> [The input]

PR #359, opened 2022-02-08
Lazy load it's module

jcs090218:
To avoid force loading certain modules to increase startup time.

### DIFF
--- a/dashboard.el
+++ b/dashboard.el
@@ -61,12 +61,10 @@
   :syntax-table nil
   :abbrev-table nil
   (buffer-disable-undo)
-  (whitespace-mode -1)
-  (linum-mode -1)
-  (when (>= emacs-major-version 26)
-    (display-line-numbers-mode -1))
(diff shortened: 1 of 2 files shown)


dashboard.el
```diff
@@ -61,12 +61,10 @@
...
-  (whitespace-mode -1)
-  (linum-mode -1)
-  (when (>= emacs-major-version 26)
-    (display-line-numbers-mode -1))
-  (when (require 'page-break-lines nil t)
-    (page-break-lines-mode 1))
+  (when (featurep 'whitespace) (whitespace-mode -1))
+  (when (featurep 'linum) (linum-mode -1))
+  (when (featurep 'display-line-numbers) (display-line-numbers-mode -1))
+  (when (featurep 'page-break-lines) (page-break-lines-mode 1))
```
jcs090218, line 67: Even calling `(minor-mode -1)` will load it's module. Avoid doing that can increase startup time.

--

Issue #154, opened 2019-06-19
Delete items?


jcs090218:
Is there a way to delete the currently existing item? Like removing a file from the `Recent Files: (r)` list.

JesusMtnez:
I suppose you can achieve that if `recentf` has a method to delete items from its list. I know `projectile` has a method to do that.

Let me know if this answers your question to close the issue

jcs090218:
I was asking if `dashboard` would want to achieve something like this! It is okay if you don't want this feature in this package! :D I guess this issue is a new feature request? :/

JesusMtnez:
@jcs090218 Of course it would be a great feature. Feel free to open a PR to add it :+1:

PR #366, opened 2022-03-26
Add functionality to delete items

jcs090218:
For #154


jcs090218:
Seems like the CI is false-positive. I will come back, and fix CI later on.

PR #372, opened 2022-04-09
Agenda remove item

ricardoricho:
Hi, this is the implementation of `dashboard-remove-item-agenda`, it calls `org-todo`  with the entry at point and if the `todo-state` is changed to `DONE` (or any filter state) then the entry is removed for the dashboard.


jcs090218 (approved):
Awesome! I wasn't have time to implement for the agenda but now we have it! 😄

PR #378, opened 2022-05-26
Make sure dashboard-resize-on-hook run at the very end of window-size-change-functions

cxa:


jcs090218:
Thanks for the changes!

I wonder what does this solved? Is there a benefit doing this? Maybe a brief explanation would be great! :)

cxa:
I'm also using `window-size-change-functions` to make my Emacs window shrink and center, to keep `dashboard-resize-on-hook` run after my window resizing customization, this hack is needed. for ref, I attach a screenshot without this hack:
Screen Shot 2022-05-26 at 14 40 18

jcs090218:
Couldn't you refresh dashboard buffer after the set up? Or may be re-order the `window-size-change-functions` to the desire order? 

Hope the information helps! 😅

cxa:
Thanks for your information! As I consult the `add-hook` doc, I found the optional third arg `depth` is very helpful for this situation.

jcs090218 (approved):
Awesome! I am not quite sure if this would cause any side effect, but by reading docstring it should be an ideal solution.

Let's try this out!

> [Brief] When a line in the material above holds the word "list", copy that line.

> [Solution to this problem]
Is there a way to delete the currently existing item? Like removing a file from the `Recent Files: (r)` list.
I suppose you can achieve that if `recentf` has a method to delete items from its list. I know `projectile` has a method to do that.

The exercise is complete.